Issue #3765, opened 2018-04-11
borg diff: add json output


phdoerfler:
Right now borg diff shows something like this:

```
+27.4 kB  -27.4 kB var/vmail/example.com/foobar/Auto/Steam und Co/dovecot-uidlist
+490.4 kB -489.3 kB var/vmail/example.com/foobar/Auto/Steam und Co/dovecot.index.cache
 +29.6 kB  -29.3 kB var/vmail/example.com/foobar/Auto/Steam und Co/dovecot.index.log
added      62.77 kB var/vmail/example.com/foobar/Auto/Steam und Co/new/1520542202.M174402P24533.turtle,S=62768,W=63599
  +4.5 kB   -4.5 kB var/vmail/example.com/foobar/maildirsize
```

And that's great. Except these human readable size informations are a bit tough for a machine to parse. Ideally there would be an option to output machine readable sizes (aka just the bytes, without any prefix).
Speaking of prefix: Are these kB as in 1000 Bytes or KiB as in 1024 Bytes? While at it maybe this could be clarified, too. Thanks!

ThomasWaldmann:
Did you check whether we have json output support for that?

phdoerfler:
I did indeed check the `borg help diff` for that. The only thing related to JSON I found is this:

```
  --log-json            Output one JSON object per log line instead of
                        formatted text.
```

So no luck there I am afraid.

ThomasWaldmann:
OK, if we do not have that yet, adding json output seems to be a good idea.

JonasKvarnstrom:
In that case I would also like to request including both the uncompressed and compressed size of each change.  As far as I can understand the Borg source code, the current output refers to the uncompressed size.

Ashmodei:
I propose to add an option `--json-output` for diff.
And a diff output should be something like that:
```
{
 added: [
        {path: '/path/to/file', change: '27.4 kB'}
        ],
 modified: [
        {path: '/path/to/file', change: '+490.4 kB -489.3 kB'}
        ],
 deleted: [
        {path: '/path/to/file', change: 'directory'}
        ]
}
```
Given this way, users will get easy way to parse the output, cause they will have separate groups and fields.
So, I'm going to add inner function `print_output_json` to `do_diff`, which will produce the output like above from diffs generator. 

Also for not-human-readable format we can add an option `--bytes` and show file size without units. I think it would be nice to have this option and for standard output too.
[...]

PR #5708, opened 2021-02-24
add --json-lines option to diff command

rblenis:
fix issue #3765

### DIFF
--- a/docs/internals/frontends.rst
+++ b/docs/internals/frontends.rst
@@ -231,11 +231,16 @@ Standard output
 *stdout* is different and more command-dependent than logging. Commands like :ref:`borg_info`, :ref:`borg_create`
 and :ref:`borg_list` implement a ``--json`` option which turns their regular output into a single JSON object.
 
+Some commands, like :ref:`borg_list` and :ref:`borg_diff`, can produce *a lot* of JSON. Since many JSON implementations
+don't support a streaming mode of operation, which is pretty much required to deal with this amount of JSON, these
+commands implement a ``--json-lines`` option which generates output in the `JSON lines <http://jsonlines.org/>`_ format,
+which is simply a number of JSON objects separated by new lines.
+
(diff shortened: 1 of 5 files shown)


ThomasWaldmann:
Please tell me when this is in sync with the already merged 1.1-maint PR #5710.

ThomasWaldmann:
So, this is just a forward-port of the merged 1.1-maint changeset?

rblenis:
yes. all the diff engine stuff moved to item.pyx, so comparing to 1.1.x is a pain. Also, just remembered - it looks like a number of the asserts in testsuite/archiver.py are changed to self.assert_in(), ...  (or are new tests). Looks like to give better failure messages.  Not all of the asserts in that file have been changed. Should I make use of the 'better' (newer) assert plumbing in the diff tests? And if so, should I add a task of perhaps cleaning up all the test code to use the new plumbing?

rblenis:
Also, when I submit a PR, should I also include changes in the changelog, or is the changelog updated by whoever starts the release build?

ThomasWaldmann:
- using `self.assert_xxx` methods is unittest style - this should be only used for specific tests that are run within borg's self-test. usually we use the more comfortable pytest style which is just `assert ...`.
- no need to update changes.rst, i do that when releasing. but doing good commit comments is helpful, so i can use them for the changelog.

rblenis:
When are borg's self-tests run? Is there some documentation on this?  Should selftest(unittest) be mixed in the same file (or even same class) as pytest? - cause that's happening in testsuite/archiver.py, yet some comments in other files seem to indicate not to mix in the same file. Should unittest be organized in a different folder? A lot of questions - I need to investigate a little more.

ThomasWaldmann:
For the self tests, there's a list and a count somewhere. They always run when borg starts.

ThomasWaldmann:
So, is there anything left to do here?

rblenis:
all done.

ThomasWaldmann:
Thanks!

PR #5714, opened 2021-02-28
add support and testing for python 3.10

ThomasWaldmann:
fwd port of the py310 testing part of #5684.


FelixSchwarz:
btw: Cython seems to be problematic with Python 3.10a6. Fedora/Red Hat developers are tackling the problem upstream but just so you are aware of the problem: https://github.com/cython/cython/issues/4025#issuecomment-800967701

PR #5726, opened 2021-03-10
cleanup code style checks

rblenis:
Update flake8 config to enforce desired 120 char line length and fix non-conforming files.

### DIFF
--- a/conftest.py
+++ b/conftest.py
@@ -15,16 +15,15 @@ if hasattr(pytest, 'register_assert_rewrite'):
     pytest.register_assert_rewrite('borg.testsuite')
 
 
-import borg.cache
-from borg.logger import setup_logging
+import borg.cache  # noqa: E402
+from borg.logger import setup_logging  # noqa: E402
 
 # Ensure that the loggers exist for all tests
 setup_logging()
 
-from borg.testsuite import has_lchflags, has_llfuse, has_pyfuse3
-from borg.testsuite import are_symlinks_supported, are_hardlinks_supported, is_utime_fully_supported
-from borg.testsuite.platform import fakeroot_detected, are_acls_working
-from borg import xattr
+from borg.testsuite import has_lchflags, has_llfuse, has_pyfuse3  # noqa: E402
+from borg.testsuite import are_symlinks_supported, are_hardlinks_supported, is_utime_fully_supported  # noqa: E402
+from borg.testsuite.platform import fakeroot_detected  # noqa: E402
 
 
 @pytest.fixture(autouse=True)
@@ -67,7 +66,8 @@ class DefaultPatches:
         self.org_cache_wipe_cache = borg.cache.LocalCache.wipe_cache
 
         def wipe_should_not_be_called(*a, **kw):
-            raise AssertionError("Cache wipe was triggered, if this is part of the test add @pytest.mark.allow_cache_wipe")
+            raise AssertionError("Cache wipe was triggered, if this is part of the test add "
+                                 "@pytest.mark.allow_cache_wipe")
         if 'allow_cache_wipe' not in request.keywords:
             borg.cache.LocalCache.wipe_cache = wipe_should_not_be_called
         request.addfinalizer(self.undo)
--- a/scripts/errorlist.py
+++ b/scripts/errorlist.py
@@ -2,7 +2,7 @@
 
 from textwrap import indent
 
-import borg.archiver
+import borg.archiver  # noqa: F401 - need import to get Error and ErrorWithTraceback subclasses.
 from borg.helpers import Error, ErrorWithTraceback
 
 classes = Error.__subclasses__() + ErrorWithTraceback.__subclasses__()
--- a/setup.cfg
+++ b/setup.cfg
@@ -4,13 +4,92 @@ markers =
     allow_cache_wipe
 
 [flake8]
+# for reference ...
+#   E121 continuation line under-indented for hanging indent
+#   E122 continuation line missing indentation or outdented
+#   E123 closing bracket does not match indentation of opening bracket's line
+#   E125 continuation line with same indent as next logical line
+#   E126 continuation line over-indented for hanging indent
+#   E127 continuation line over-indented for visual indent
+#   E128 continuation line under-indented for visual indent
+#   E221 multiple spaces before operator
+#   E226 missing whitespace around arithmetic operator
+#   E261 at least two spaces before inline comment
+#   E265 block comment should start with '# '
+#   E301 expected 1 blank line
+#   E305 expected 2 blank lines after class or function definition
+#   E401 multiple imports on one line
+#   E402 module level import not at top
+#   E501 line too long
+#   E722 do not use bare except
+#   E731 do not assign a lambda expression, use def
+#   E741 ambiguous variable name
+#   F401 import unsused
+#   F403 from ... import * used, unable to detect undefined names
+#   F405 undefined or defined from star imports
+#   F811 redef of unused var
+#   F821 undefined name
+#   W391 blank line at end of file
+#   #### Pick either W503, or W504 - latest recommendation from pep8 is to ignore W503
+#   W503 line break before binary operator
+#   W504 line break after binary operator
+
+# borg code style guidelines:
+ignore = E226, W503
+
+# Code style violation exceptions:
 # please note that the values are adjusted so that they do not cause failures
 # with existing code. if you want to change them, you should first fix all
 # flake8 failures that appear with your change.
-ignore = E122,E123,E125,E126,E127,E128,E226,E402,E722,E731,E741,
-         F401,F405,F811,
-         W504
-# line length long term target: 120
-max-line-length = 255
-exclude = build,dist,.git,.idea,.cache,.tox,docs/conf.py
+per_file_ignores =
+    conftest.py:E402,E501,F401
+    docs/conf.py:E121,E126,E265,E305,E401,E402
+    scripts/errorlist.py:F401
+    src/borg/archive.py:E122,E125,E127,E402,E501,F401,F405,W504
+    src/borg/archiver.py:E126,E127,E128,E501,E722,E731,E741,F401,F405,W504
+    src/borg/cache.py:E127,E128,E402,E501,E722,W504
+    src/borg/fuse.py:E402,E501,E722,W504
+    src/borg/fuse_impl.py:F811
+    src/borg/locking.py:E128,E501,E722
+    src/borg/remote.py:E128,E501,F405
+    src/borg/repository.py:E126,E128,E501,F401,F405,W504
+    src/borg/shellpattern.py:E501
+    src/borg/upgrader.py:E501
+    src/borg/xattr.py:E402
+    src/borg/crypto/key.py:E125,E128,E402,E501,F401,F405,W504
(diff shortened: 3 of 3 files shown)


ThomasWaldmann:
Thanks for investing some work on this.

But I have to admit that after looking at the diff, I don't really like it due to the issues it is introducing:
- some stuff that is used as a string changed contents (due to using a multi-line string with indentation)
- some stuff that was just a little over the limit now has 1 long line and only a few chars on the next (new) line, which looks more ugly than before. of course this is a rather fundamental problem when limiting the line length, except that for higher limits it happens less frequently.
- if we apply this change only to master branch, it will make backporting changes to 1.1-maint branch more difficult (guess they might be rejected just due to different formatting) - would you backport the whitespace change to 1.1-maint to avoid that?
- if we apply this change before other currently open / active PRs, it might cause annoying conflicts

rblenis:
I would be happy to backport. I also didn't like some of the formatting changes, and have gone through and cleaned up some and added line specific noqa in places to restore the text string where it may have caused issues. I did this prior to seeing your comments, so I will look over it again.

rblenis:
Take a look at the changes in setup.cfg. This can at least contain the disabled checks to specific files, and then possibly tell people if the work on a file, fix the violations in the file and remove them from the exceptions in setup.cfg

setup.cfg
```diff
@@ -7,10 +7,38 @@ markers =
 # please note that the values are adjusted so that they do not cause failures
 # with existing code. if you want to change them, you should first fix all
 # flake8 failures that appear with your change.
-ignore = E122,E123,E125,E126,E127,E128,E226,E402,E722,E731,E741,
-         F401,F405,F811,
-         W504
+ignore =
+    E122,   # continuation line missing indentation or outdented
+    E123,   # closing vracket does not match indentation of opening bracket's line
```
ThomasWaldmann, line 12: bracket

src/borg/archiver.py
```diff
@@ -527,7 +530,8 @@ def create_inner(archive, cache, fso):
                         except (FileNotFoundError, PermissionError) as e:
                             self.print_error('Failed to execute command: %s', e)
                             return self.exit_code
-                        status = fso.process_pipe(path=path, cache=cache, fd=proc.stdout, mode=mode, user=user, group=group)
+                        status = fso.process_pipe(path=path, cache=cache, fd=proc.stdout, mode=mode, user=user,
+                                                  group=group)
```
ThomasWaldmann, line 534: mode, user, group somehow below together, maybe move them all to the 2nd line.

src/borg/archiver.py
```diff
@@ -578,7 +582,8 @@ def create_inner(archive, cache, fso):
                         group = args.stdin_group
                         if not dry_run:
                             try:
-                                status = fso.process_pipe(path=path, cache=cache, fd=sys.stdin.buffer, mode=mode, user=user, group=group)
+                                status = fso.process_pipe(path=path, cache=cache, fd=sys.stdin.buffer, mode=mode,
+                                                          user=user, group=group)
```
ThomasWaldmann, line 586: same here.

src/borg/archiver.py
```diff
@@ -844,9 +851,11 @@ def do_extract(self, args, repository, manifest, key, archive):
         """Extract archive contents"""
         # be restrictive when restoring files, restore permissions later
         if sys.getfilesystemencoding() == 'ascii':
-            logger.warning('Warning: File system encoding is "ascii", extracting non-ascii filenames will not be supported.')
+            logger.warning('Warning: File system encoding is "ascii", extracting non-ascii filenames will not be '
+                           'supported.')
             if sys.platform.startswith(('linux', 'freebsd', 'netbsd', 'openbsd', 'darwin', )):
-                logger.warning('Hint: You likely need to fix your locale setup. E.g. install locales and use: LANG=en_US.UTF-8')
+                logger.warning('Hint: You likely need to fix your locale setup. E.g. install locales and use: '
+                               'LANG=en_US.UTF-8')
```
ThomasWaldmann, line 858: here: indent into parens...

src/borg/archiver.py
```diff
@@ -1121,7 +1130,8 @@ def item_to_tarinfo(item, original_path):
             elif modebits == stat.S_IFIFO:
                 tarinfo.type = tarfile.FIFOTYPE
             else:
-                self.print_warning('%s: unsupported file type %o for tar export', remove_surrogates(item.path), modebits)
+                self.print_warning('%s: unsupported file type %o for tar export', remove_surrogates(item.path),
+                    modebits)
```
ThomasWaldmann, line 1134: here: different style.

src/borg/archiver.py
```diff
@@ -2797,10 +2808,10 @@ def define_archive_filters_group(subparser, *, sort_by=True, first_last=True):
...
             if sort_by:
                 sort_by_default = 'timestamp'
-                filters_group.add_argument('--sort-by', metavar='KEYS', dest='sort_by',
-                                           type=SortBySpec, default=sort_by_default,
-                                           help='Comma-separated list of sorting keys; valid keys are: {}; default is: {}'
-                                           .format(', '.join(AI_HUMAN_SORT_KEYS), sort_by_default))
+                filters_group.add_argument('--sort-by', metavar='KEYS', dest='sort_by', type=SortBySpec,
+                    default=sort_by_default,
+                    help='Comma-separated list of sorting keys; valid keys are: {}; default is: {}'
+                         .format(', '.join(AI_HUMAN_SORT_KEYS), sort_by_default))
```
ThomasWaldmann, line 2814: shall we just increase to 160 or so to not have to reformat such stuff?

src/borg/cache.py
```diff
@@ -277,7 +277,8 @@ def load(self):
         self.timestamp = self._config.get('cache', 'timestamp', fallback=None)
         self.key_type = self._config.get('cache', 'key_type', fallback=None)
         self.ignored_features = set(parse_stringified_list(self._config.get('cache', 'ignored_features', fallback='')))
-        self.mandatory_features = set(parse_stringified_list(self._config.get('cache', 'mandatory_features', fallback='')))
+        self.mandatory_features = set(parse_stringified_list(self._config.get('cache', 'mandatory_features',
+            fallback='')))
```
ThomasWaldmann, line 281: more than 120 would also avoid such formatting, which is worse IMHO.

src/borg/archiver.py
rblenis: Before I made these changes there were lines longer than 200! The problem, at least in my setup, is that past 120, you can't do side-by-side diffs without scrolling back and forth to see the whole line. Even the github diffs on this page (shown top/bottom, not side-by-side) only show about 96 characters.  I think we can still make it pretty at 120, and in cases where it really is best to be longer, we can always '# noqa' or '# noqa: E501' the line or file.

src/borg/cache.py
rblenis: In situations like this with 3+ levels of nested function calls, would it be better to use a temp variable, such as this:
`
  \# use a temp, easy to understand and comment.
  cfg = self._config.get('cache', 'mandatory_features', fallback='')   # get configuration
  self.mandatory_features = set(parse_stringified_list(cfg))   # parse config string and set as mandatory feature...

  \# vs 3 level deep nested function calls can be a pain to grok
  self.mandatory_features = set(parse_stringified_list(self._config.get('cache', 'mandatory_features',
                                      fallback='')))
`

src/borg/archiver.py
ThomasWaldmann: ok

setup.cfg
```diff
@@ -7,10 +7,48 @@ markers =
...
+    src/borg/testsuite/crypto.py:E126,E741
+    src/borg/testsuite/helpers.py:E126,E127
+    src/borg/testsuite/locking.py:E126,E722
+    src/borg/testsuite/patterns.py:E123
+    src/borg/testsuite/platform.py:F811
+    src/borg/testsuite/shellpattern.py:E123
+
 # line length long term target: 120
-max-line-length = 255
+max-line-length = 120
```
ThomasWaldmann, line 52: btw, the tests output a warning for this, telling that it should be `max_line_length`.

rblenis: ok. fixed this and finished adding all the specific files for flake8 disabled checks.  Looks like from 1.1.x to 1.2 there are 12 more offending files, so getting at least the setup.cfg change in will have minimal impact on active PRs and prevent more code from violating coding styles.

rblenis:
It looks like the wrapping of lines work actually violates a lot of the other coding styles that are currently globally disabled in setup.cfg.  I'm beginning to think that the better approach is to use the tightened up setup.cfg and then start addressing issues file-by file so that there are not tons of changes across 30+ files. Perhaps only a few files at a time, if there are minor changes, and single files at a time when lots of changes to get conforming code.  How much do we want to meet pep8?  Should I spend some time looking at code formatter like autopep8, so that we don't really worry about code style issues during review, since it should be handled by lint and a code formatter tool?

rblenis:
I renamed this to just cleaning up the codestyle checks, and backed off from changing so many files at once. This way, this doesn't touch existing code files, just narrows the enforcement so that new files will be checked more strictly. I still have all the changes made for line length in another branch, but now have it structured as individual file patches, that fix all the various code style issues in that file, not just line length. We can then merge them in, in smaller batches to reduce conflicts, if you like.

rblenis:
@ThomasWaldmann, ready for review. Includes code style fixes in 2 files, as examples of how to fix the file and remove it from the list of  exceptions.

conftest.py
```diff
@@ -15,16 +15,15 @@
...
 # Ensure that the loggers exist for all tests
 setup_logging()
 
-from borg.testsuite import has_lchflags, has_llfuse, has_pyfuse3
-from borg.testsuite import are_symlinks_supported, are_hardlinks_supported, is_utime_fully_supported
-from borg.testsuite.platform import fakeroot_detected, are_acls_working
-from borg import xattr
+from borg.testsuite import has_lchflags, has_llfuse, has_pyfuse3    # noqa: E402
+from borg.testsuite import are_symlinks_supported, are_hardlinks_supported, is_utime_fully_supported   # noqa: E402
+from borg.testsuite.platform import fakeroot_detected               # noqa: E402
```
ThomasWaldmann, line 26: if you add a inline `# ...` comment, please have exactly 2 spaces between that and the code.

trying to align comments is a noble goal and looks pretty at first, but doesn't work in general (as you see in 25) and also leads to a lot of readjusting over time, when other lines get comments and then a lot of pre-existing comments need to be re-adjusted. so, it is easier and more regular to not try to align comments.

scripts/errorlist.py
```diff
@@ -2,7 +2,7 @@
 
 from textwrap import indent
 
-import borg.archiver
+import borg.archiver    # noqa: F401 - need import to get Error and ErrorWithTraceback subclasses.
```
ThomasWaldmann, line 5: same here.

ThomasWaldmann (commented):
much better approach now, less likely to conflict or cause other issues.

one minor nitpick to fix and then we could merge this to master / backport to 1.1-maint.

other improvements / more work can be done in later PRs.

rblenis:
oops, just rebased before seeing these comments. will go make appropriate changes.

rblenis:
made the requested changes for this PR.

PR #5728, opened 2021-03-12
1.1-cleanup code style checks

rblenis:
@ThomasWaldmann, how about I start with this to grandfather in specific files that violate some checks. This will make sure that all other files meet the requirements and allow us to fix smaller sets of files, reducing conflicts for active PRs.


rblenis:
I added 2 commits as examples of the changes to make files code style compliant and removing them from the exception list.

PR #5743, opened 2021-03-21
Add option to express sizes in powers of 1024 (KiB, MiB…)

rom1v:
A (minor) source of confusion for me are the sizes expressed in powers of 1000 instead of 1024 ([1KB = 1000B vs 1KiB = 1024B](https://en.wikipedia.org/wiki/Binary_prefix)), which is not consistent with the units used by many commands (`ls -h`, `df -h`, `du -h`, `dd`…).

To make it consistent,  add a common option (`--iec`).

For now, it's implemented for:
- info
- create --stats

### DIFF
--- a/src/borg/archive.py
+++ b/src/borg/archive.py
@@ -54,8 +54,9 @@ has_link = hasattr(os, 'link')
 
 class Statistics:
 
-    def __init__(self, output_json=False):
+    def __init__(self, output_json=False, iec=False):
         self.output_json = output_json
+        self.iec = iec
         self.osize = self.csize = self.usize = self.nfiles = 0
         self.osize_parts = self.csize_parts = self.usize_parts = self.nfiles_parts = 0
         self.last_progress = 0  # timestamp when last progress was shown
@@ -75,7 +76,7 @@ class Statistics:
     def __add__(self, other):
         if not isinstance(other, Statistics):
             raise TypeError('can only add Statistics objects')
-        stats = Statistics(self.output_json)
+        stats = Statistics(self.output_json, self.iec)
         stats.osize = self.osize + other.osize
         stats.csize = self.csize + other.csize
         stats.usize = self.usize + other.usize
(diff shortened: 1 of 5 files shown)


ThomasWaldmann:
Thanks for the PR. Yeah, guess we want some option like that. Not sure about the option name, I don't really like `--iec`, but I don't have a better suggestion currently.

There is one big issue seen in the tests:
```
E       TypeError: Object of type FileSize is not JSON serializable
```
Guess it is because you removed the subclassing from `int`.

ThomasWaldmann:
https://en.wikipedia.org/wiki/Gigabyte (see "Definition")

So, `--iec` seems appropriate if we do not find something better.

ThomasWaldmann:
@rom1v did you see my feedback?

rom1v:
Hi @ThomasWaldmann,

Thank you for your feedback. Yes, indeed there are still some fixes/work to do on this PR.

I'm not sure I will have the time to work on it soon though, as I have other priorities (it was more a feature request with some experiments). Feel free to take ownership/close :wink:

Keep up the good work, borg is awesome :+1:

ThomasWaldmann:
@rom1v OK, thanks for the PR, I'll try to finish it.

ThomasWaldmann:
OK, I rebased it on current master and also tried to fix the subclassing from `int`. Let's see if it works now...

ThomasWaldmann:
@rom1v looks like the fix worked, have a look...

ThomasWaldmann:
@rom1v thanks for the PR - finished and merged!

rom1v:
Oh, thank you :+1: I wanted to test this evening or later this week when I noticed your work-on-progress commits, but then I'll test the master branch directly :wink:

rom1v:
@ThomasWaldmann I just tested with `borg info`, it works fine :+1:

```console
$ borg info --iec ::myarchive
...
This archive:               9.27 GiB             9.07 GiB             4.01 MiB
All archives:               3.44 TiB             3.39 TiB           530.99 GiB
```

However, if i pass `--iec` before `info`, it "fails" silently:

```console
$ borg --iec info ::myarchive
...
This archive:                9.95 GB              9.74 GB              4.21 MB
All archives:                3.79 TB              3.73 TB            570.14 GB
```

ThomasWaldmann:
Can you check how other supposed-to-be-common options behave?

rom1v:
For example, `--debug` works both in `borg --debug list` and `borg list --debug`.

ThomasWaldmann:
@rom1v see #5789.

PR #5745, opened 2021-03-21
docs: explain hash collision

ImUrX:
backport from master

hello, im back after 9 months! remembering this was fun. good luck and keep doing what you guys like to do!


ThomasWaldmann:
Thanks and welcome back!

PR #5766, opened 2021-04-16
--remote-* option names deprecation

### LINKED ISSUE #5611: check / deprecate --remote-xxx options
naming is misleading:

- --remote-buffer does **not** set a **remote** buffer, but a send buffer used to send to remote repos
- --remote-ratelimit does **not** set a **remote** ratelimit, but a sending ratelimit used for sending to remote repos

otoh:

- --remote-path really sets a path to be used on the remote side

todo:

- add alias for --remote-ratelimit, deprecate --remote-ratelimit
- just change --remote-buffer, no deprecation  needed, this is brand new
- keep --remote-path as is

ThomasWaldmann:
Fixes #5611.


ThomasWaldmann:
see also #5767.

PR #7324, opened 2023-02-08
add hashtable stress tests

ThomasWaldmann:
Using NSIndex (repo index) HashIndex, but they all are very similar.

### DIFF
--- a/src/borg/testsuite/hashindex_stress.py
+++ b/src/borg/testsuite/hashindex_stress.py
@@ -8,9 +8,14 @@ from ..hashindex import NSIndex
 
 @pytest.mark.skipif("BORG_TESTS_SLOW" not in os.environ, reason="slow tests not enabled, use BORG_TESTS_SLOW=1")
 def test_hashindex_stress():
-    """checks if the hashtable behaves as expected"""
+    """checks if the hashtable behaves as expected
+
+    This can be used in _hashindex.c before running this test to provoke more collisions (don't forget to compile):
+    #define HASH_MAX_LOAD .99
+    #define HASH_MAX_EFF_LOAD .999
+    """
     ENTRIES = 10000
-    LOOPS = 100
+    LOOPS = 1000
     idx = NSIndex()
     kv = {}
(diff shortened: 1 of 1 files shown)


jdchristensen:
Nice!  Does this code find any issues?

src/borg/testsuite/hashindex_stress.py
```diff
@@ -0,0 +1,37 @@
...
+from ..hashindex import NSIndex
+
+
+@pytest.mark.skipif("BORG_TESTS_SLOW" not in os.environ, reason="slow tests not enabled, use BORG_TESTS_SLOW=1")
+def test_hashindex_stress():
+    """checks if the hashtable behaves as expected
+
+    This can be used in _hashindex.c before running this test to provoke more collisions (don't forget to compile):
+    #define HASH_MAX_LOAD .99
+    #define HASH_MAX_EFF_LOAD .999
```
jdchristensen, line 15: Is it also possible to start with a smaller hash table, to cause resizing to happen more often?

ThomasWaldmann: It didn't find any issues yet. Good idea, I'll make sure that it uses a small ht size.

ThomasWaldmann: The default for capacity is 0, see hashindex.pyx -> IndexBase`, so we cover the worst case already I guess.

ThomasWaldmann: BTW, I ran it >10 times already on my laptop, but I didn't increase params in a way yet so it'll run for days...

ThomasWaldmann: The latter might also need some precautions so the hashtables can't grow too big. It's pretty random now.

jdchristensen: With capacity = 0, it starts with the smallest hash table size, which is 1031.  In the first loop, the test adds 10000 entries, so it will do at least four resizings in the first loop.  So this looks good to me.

****************************************

## WHAT IS EXPECTED
Where a line of the data holds "locales", show that line.

## COMPLETED TASK
-                logger.warning('Hint: You likely need to fix your locale setup. E.g. install locales and use: LANG=en_US.UTF-8')
+                logger.warning('Hint: You likely need to fix your locale setup. E.g. install locales and use: '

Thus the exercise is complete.